# "Radler"hose mit gutem Sitzpolster gesucht!



## Woodie (15. Juni 2015)

Ich suche für längere Touren eine Radhose mit einem guten Sitzpolster, da mir immer wieder der Allerwerteste weh tut. Sattel und Sitzposition sind schon angepasst.
Nach ca. 20km fängt es an, dass ich, sobald ich aus dem Sattel gehe, beim wieder hinsetzen eine Psoition suchen muss, die komfortabel ist. Ich habe bisher nur billige Hosen mit Polster und hoffe, dass eine bessere Hose auch einen besseren Job macht.

Könnt ihr da was empfehlen?

Ich wiege Tourenfertig knapp 100kg!

Danke


----------



## Nachaz (15. Juni 2015)

Meine Erfahrung:
Gonso macht vernünftige Sachen. Sugoi und Gore Bike Wear sind auch noch ganz in Ordnung.


----------



## MTB-News.de




----------



## luigiskalar (15. Juni 2015)

Hi Woodie,

Ich kann Dir nur eine Assos empfehlen!
Ich weiss die Hosen von Assos kosten ein Vermögen, aber die Hosen heben sehr lange.

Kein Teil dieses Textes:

PR #11290, opened 2020-03-05
Change introduction messages to react to --quiet.

anastasiamac:
## Description of change

On a new install of Juju on a machine or a new install of Juju 2 on a machine that has Juju 1, we are helpful printing guidance and hints as well as report updating public clouds.

However, under some circumstances, the operator might want not to see this messages. This PR ensures that with "-q" or "--quiet" option, these messages are not displayed.
 
## QA steps

On a new machine, run 
```
juju version
```
or 
```
juju version -q
```
to see the messages display on or off.

(I've used different directories as juju home to exhibit this behavior)

### DIFF
--- a/cmd/juju/cloud/updatepublicclouds.go
+++ b/cmd/juju/cloud/updatepublicclouds.go
@@ -92,7 +92,10 @@ type PublicCloudsAccessDetails struct {
 // PublicCloudsAccess contains information about
 // where to find published public clouds details.
 func PublicCloudsAccess() PublicCloudsAccessDetails {
-	return PublicCloudsAccessDetails{keys.JujuPublicKey, "https://streams.canonical.com/juju/public-clouds.syaml"}
+	return PublicCloudsAccessDetails{
+		publicSigningKey: keys.JujuPublicKey,
+		publicCloudURL:   "https://streams.canonical.com/juju/public-clouds.syaml",
+	}
 }
 
 // Init populates the command with the args from the command line.
@@ -139,9 +142,17 @@ func (c *updatePublicCloudsCommand) Run(ctxt *cmd.Context) error {
 	fmt.Fprint(ctxt.Stderr, "Fetching latest public cloud list...\n")
 	var returnedErr error
 	publishedClouds, msg, err := FetchAndMaybeUpdatePublicClouds(
-		PublicCloudsAccessDetails{c.publicSigningKey, c.publicCloudURL},
+		PublicCloudsAccessDetails{
+			publicSigningKey: c.publicSigningKey,
+			publicCloudURL:   c.publicCloudURL,
+		},
 		c.Client)
 	if err != nil {
+		// Since FetchAndMaybeUpdatePublicClouds retrieves public clouds
+		// as well as updates client copy of the clouds, it is
+		// possible that the returned error is related to clouds retrieval.
+		// If there are no public clouds returned, we can assume that the
+		// retrieval itself was unsuccessful and abort further processing.
 		if len(publishedClouds) == 0 {
 			return errors.Trace(err)
 		}
@@ -164,8 +175,11 @@ func (c *updatePublicCloudsCommand) Run(ctxt *cmd.Context) error {
 // and updates client copy of public clouds if desired.
 // This call returns discovered public clouds and a user-facing message
 // whether they are different with what was known prior to the call.
+// Since this call can also update a client copy of clouds, it is possible that the public
+// clouds have been retrieved but the client update fail. In this case, we still
+// return public clouds as well as the client error.
 var FetchAndMaybeUpdatePublicClouds = func(access PublicCloudsAccessDetails, updateClient bool) (map[string]jujucloud.Cloud, string, error) {
-	msg := ""
+	var msg string
 	publishedClouds, err := PublishedPublicClouds(access.publicCloudURL, access.publicSigningKey)
 	if err != nil {
 		return nil, msg, errors.Trace(err)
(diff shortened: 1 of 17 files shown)


cmd/juju/cloud/updatepublicclouds.go
```diff
@@ -83,6 +84,17 @@ func (c *updatePublicCloudsCommand) Info() *cmd.Info {
...
 
+type PublicCloudsAccessDetails struct {
+	publicSigningKey string
+	publicCloudURL   string
+}
+
+// PublicCloudsAccess contains information about
+// where to find published public clouds details.
+func PublicCloudsAccess() PublicCloudsAccessDetails {
+	return PublicCloudsAccessDetails{keys.JujuPublicKey, "https://streams.canonical.com/juju/public-clouds.syaml"}
```
SimonRichardson: nit: we should use named fields.
```suggestion
	return PublicCloudsAccessDetails{
		publicSigningKey: keys.JujuPublicKey, 
		publicCloudURL: "https://streams.canonical.com/juju/public-clouds.syaml",
	}
```

cmd/juju/cloud/updatepublicclouds.go
```diff
@@ -125,16 +137,19 @@ func (c *updatePublicCloudsCommand) Run(ctxt *cmd.Context) error {
...
-	if err != nil {
-		return errors.Trace(err)
-	}
 	var returnedErr error
-	if c.Client {
-		if err := c.updateClientCopy(ctxt, publishedClouds); err != nil {
-			ctxt.Infof("ERROR %v", err)
-			returnedErr = cmd.ErrSilent
+	publishedClouds, msg, err := FetchAndMaybeUpdatePublicClouds(
+		PublicCloudsAccessDetails{c.publicSigningKey, c.publicCloudURL},
```
SimonRichardson:
```suggestion
		PublicCloudsAccessDetails{
				publicSigningKey: c.publicSigningKey, 
				publicCloudURL: c.publicCloudURL,
		},
```

cmd/juju/cloud/updatepublicclouds.go
```diff
@@ -125,16 +137,19 @@ func (c *updatePublicCloudsCommand) Run(ctxt *cmd.Context) error {
...
+		c.Client)
+	if err != nil {
+		if len(publishedClouds) == 0 {
```
SimonRichardson: I'm unsure about this, as normally we always `return nil` for the published clouds, although in this instance I'm actually unsure the path forward. Maybe add a comment stating the fact?

cmd/juju/cloud/updatepublicclouds.go
```diff
@@ -145,26 +160,42 @@ func (c *updatePublicCloudsCommand) Run(ctxt *cmd.Context) error {
 	return returnedErr
 }
 
-func (c *updatePublicCloudsCommand) updateClientCopy(ctxt *cmd.Context, publishedClouds map[string]jujucloud.Cloud) error {
+// FetchAndMaybeUpdatePublicClouds gets published public clouds information
+// and updates client copy of public clouds if desired.
+// This call returns discovered public clouds and a user-facing message
+// whether they are different with what was known prior to the call.
+var FetchAndMaybeUpdatePublicClouds = func(access PublicCloudsAccessDetails, updateClient bool) (map[string]jujucloud.Cloud, string, error) {
+	msg := ""
```
SimonRichardson: nit: 
```suggestion
	var msg string
```

cmd/juju/commands/main.go
```diff
@@ -155,15 +157,17 @@ func installProxy() error {
 	return nil
 }
 
-func (m main) maybeWarnJuju1x() (newInstall bool) {
+func (m main) maybeWarnJuju1x() (newInstall bool, jujuMsg string) {
+	jujuMsg = ""
```
SimonRichardson: nit:
```suggestion
	var jujuMsg string
```

cmd/juju/commands/main_test.go
```diff
@@ -246,7 +247,7 @@ Welcome to Juju %s.
 If you want to use Juju 1.25.0, run 'juju' commands as 'juju-1'. For example, 'juju-1 bootstrap'.
    See https://jujucharms.com/docs/stable/juju-coexist for installation details. 
 
-Since Juju 2 is being run for the first time, downloading latest cloud information.`[1:]+"\n", jujuversion.Current))
+Since Juju 2 is being run for the first time, downloaded latest public cloud information.`[1:]+"\n", jujuversion.Current))
```
SimonRichardson:
```suggestion
Since Juju 2 is being run for the first time, downloaded the latest public cloud information.`[1:]+"\n", jujuversion.Current))
```

cmd/juju/cloud/updatepublicclouds.go
anastasiamac: I am happy to update it but this code styling is a bit heavy. For example, GoLand implies the keys anyway.

cmd/juju/commands/main.go
anastasiamac: Actually jujuMsg is already declared as a return var, so there is no need to re-declare it.

cmd/juju/cloud/updatepublicclouds.go
SimonRichardson: I believe we should, there are downsides to not actually knowing what fields we're using whilst reading the code.

It's one of our aims to add these at some point.

cmd/juju/cloud/updatepublicclouds.go
anastasiamac: Added comment. Essentially since the Fetch may also update client copy, the error may be either with the retrieval of the public clouds or with the client copy update. If we got an error and no clouds, we know that the error is with the retrieval which means that there is no point trying to update a controller.

anastasiamac:
$$merge$$

PR #11296, opened 2020-03-07
Fix 1860083 suitable availability zone for machine not found

hpidcock:
## Description of change

Minor refactor to cleanup branch logic for distribution groups
for AZs.

The actual fix was in dropping the FilterZones method as it was
relying on improper slice expectations. The append mutates the
array, the correct way would have been a nil array.
Go only returns a new underlying array for an append operation
when the array capacity is increased.
See https://play.golang.org/p/gUuDY0y1sqa for an example.

## QA steps

Follow the steps in the bug.

## Documentation changes

N/A

## Bug reference

https://bugs.launchpad.net/juju/+bug/1860083

### DIFF
--- a/worker/provisioner/provisioner_task.go
+++ b/worker/provisioner/provisioner_task.go
@@ -753,6 +753,20 @@ type AvailabilityZoneMachine struct {
 	ExcludedMachineIds set.Strings // Don't use these machines in the zone.
 }
 
+// MatchesConstraints against an AZ. If the constraints specifies Zones, make sure
+// this AZ matches a listed ZoneName.
+func (az *AvailabilityZoneMachine) MatchesConstraints(cons constraints.Value) bool {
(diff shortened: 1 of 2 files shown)


worker/provisioner/provisioner_task.go
```diff
@@ -753,6 +753,19 @@ type AvailabilityZoneMachine struct {
 	ExcludedMachineIds set.Strings // Don't use these machines in the zone.
 }
 
+// MatchesConstraints against an AZ.
```
wallyworld: can we expand a bit?

phvalguima:
Hi, I gave this PR a quick trial on our environment and it seemed to work fine!
Can we get it merged so I can pull it directly from edge channel and test it end-to-end?

Thanks for this!

hpidcock:
$$merge$$

PR #11301, opened 2020-03-10
Recreate exec k8s client on failure

hpidcock:
## Recreate exec k8s client on failure

In the case the caas init worker fails, recreate the exec client
on restart. This is due to possible k8s service account being refreshed
and the older credentials still loaded into memory.

## QA steps

deploy kubeflow on microk8s

## Documentation changes

N/A

## Bug reference

N/A

### DIFF
--- a/worker/caasunitinit/manifold.go
+++ b/worker/caasunitinit/manifold.go
@@ -112,11 +112,6 @@ func Manifold(config ManifoldConfig) dependency.Manifold {
 				return unit.ProviderID(), nil
 			}
 
-			execClient, err := config.NewExecClient(os.Getenv(provider.OperatorNamespaceEnvName))
-			if err != nil {
-				return nil, errors.Trace(err)
-			}
-
 			cfg := Config{
 				Logger:                config.Logger,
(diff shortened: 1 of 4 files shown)


worker/caasunitinit/manifold.go
```diff
@@ -112,19 +112,15 @@ func Manifold(config ManifoldConfig) dependency.Manifold {
...
 			cfg := Config{
 				Logger:                config.Logger,
 				Application:           applicationTag.Id(),
 				Clock:                 clock,
 				DataDir:               agentConfig.DataDir(),
 				ContainerStartWatcher: client,
 				UnitProviderIDFunc:    unitProviderID,
-				ExecClient:            execClient,
+				NewExecClient:         config.NewExecClient,
+				Namespace:             os.Getenv(provider.OperatorNamespaceEnvName),
```
wallyworld: We don't need to pass in namespace if we tweak how we define the NewExecClient param - pass a lamda which calls config.NewExecClient
I'd prefer that to limit the coupling and reduce the number of config params

hpidcock:
$$merge$$

PR #11302, opened 2020-03-10
Fix 1866658 jujud called in Makefile before built

hpidcock:
## Fix 1866658 jujud called in Makefile before built

Test for existence of jujud before calling it. Due to each make target
evaluating the Makefile we can just ignore the existence of jujud.

## QA steps

Make sure no jujud is in PATH
make operator-image

## Documentation changes

N/A

## Bug reference

https://bugs.launchpad.net/juju/+bug/1866658


wallyworld:
$$merge$$

PR #11303, opened 2020-03-10
Increment juju to 2.7.4

jameinel:
## Description of change

Actually cherry-pick the bump to 2.7.4 to do so correctly, instead of just version/version.go

## QA steps

Look at it. (The bot normally does this, I should have just use the bot's commit as I did here.)

## Documentation changes

None.

## Bug reference

None.


mitechie:
$$merge$$

PR #11304, opened 2020-03-10
Protect against nil profile from the charm.

howbazaar:
The 2.7.3 release changed where the instance mutator got its lxd profile from, but did not guard against a nil struct return which old charms will have.

### DIFF
--- a/apiserver/facades/agent/instancemutater/shim.go
+++ b/apiserver/facades/agent/instancemutater/shim.go
@@ -90,6 +90,9 @@ type charmShim struct {
 
 func (s *charmShim) LXDProfile() lxdprofile.Profile {
 	profile := s.Charm.LXDProfile()
+	if profile == nil {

Ich habe welche die sind 5 Jahre alt und immer noch gut.
Bin Freitag erst 5h im Nordschwarzwald gefahren und mir hat keine Minute der Popo weh getan.

castelli und Gore machen auch gute Hosen, sind aber in der selben Preisklasse.

Gruss


----------



## Sledge (16. Juni 2015)

Nachaz schrieb:


> Meine Erfahrung:
> Gonso macht vernünftige Sachen. Sugoi und Gore Bike Wear sind auch noch ganz in Ordnung.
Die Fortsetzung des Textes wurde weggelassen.